Fui ao médico que solicitou exames, mas achar um laboratório que atendesse prontamente foi muito difícil. A maioria deles tinha um protocolo que dificultava o acesso e a data disponível era sempre muito para frente. (P38)

Houve participantes que sinalizaram facilidades pelo fato de terem testes pagos e agendados pelas empresas que trabalham, destacando que nos hospitais só estavam sendo testadas as pessoas com maior gravidade:

Liguei para a empresa que trabalho e eles marcaram o teste no meu domicílio. Poder fazer teste em casa sem pagar nada tudo custeado pela empresa, então não tive dificuldades. (P6)

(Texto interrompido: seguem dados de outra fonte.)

PR #4186, opened 2025-03-07
Update registries if necessary during `dev`

### LINKED ISSUE #4185: Resolver error if a manifest contains a version that isn't in registries or local packages
If a Manifest contains a newer version that the current session doesn't know about, say because the manifest is checked in and the local registry hasn't been updated recently, you can end up with resolver errors during a `dev` on the local package.

It'd probably be good to try updating registries beforehand, either every time `dev` is called, or just try again before throwing a resolver error.

IanButterworth:
Fixes #4185 

Otherwise resolve can fail if the manifest that the package is being dev-ed into is in a newer state than the local machine's registry.

### DIFF
--- a/src/API.jl
+++ b/src/API.jl
@@ -249,6 +249,7 @@ function develop(ctx::Context, pkgs::Vector{PackageSpec}; shared::Bool=true,
 
     new_git = handle_repos_develop!(ctx, pkgs, shared)
 
+    Operations.update_registries(ctx; force=false, update_cooldown=Day(1))
 
     for pkg in pkgs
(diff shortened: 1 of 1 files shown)


src/API.jl
```diff
@@ -281,6 +281,7 @@ function develop(
 
     new_git = handle_repos_develop!(ctx, pkgs, shared)
 
+    Operations.update_registries(ctx; force=false, update_cooldown=Day(1))
```
IanButterworth:
```suggestion
    Operations.update_registries(ctx; force = false, update_cooldown = Day(1))
```

PR #4188, opened 2025-03-14
Store temp packages in packages/temp

IanButterworth:
Fixes issue reported here https://github.com/JuliaLang/Pkg.jl/pull/4180#issuecomment-2715408525

cc. @maleadt


maleadt (approved):
Thanks!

A empresa que eu trabalho pagou pelo teste no particular e o resultado chegou em dois dias por e-mail. Na emergência na qual fui só realizava teste em casos de sintomas mais graves. (P61)

Fiz um teste-PCR embarcado, estar prestando serviço para empresa que fez o teste me facilitou.(P23)

Após a CHD, a formação das classes foi confirmada através da Análise Fatorial de Correspondência (AFC), que recuperou os diferentes vocábulos e posicionou as classes num plano cartesiano, conforme figura 2.

Figura 2 -
Análise Fatorial de Correspondência. Rio de Janeiro, Brasil, 2020

Pela AFC, confirmou-se que as classes possuem vocábulos associados internamente e distintos das outras duas classes, visto que poucas palavras de cada grupo se dispersaram para outros quadrantes. Verifica-se ainda que as palavras mais importantes das classes, com χ2 maiores, aparecem maiores nos seus respectivos quadrantes.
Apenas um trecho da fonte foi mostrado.